Might seem a strange question but I sometimes want a quick meal such as baked beans and a fried egg on toast.

Anyway, I recently bought generic baked beans and they were tasteless 

They tasted of nothing, and I tried adding salt, pepper and even Tabasco but with almost no effect.

Heinz is not top for no reason, so what should I add to get the Heinz flavour? 

Thanks


----------



## Dawgluver (Mar 27, 2013)

Try Bush's Baked Beans.  They have a variety of flavors, they're all good, and their spokes"person" is a golden retriever!  Also, check out the bean thread here, most from scratch.


----------



## redmike (Mar 27, 2013)

Dawgluver said:


> Try Bush's Baked Beans.  They have a variety of flavors, they're all good, and their spokes"person" is a golden retriever!  Also, check out the bean thread here, most from scratch.



Thanks, but I don't want to buy an alternative but simply make the generic ones taste like the Heinz ones.


----------



## pacanis (Mar 27, 2013)

I've never had Heinz beans. I like to jazz up beans though. And once you find a favorite canned bean it doesn't seem like any other brand, generic or name brand, will do. At least for me. 
A couple years ago I bought Campbells beans thinking with all the stuff I add they will be fine... no comparison to Bush's, my usual brand.


----------



## Aunt Bea (Mar 27, 2013)

It is a tough question to answer for another person.
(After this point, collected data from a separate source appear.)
PR #155, opened 2021-10-20
Add all_dependencies method to Base Entities

kroenlein:
This is an initial effort to migrate [_all_dependencies](https://github.com/CitrineInformatics/citrine-python/blob/d164744c99b17f935a09935c2e57d2f056675477/src/citrine/_utils/batcher.py#L120) into gemd-python.  At present, recursive_foreach and recursive_flatmap can crawl a structure to recover all objects but cannot do so in a way that reveals layers that are helpful in batching. 

The current structure of the method calls don't feel quite right, and at least feel like they motivate creation of a has_spec mixin.

### DIFF
--- a/gemd/entity/base_entity.py
+++ b/gemd/entity/base_entity.py
@@ -1,8 +1,8 @@
 """Base class for all entities."""
-from abc import abstractmethod
-from typing import Optional, Iterable, List, Set, FrozenSet, Mapping, Dict
+from typing import Optional, Union, Iterable, List, Set, FrozenSet, Mapping, Dict
 
 from gemd.entity.dict_serializable import DictSerializable
+from gemd.entity.has_dependencies import HasDependencies
 from gemd.entity.case_insensitive_dict import CaseInsensitiveDict
 from gemd.entity.setters import validate_list
 
@@ -102,9 +102,17 @@ class BaseEntity(DictSerializable):
 
         return LinkByUID(scope=scope, id=uid)
 
-    @abstractmethod
-    def all_dependencies(self) -> Set['BaseEntity']:
+    def all_dependencies(self) -> Set[Union["BaseEntity", "LinkByUID"]]:
         """Return a set of all immediate dependencies (no recursion)."""
+        result = set()
+        queue = [type(self)]
+        while queue:
+            cls = queue.pop()
+            if issubclass(cls, HasDependencies) and \
+                    "_local_dependencies" not in cls.__abstractmethods__:
+                result |= cls._local_dependencies(self)
+                queue.extend(cls.__bases__)
+        return result
 
     @staticmethod
     def _cached_equals(this: 'BaseEntity',
--- a/gemd/entity/base_entity.py
+++ b/gemd/entity/base_entity.py
@@ -108,7 +108,7 @@ class BaseEntity(DictSerializable):
         return LinkByUID(scope=scope, id=uid)
 
     @abstractmethod
-    def all_dependences(self) -> 'Set[BaseEntity]':
+    def all_dependencies(self) -> 'Set[BaseEntity]':
         """Return a set of all immediate dependencies (no recursion)."""
 
     @staticmethod
--- a/gemd/entity/base_entity.py
+++ b/gemd/entity/base_entity.py
@@ -1,5 +1,6 @@
 """Base class for all entities."""
-from typing import Optional
+from abc import abstractmethod
+from typing import Optional, Set
 
 from gemd.entity.dict_serializable import DictSerializable
 from gemd.entity.case_insensitive_dict import CaseInsensitiveDict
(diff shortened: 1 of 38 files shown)


gemd/entity/base_entity.py
```diff
@@ -105,6 +106,10 @@ def to_link(self,
 
         return LinkByUID(scope=scope, id=uid)
 
+    @abstractmethod
+    def all_dependences(self) -> 'Set[BaseEntity]':
```
sfriedowitz, line 110: Is this a typo? I think this method should be `all_dependencies`.

gemd/entity/object/base_object.py
```diff
@@ -54,3 +54,50 @@ def file_links(self):
     @file_links.setter
     def file_links(self, file_links):
         self._file_links = validate_list(file_links, FileLink)
+
+    def all_dependences(self):
+        """Return a set of all immediate dependencies (no recursion)."""
```
sfriedowitz, line 59: Why no recursion? Does method you added to citrine_python traverse the whole graph or just adjacent nodes?

sfriedowitz: Since GEMD objects are now comparable by equality, couldn't you just call `.all_dependencies` on each object you find since this method exists on all entity types. And then `set()` the outputs to remove any duplicates?

kroenlein: The intent is to only return one layer of dependencies.  This isn't as simple as filtering the values of an as_dict because, for example, attributes may contain templates, and that requires navigating 2 layers of objects.  On the other hand, you don't want to include the spec.template object.

kroenlein:
> I agree with this for `HasSpec`. I have run into this issue before, and it would be potentially nice to have a more structured inheritance pattern there to distinguish between run and spec objects.
> 
> Would it be alot of work?

I started prototyping it and it turned into a research project about overloading python setters because ingredient_run has special logic.

gemd/entity/object/base_object.py
```diff
@@ -52,19 +60,52 @@ def _attribute_has_setter(cls, name: str) -> bool:
...
+                        result.add(condition.template)
+
+        if isinstance(self, (IngredientRun, IngredientSpec, MeasurementRun)):
+            if self.material is not None:
+                result.add(self.material)
+        if isinstance(self, (IngredientRun, IngredientSpec, MaterialRun, MaterialSpec)):
+            if self.process is not None:
+                result.add(self.process)
+
+        return result
```
bfolie, line 111: This logic feels wrong because it requires `base_object` to know about the structure of its child classes.

gemd/entity/object/base_object.py
```diff
@@ -52,19 +60,52 @@ def _attribute_has_setter(cls, name: str) -> bool:
...
+        from gemd.entity.object.has_template import HasTemplate
+
+        from gemd.entity.object import IngredientRun, MaterialRun, MeasurementRun  # no ProcessRun
+        from gemd.entity.object import IngredientSpec, MaterialSpec  # no ProcessSpec
+
+        result = set()
+
+        for typ in (HasParameters, HasConditions, HasProperties, HasSpec, HasTemplate):
+            if isinstance(self, typ):
+                result |= typ.all_dependencies(self)
```
bfolie, line 95: Why use the in-place union operation here, but `result.add` below? They seem to me like they both do the same thing.

kroenlein: `add` adds a single element to the set, where as `|=` adds all elements of a second set (like `append` & `extend` for lists).  If you'd prefer all method calls, `result |=` could be changed to `result.update()`

gemd/entity/object/base_object.py
kroenlein: Yeah, I agree that the `isinstance(self, GEMD)` would look nicer if we could test mixins instead.  No obvious solution for `MaterialSpec` since `PropertyAndConditions` is just structured differently than `MeasurementRun`'s property.  A `HasMaterial` and `HasProcess` mixin would be more straightforward, but it's not clear that it buys you much because the only consequence is that you provide an abstract method that must be implemented where you don't even know the return type.

If necessary, I could bake that chunk of framework out.

bfolie: If we can't write this method without having a holistic understanding of the GEMD object structure, then what's the value in having this logic live in `BaseObject` as opposed to citrine-python?

bfolie: Especially since `all_dependencies` is only used for batching in the context of upload, which is a citrine-python concern

gemd/entity/object/base_object.py
kroenlein: @bfolie For clarity, I did not change `|=` to `result.update()` in my last push.  Should I have?

gemd/entity/object/base_object.py
kroenlein: The mechanism has been reworked.  Does this make more sense?  I generally don't think that logic that relies only on gemd-python concepts should be implemented in a downstream package, and it seemed like implementing it as a `gemd.util` method was going to be messy.  I still would have liked a cleaner way of accessing the PropertyAndCondition elements.

gemd/entity/object/base_object.py
bfolie: No need to change

gemd/entity/object/base_object.py
bfolie: Yes, I think that this makes more sense.

bfolie (approved):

Depending on my mood I might add.

a little vinegar or

dehydrated onion, molasses, prepared mustard or

a dash of Worcestershire sauce or

a little catsup and on and on.

How about comparing the labels, next time you are in the market, to see what is missing or different.

Good luck!


----------



## MrsLMB (Mar 27, 2013)

Dawgluver said:


> Try Bush's Baked Beans. They have a variety of flavors, they're all good, and their spokes"person" is a golden retriever! Also, check out the bean thread here, most from scratch.


 
Ditto .. they are the best when you want quick and easy and they offer a variety of flavors.


----------



## Barbara L (Mar 27, 2013)

From the OP's location, I'm thinking maybe Heinz isn't available. Their ingredients may be listed online though. My mom used to make quick baked beans with pork and beans by adding ketchup, brown sugar, onion, and I think maybe a little liquid smoke.


----------



## Andy M. (Mar 27, 2013)

We like B&M baked beans.  They are New England style, brown sugar, no tomato.  I sometimes add a pinch more brown sugar and a little minced onion.  Of course, the addition of bacon can't hurt.


----------



## jennyema (Mar 27, 2013)

Buy Heinz.


----------



## Kylie1969 (Mar 27, 2013)

We buy Heinz, they are our fave


----------



## Addie (Mar 27, 2013)

I used to buy B&M. they are made in Maine in giant pots inside giant ovens. Now I buy Bush's Boston Recipe. I tried Heinz many years ago. They had no flavor and was mostly tomato sauce. I don't think you can do anything to upgrade Heinz. Not worth the effort.


----------



## Chief Longwind Of The North (Mar 28, 2013)

I have eaten many brands of canned beans.  My Dad used to love B&M baked beans.  We also at a lot of VanCamp's Pork & Beans.  I won't say that anyone's favorite is bad.  They all have beans in common.  

To make VanCamps's taste like Heinz, add a tbs. of tomato paste.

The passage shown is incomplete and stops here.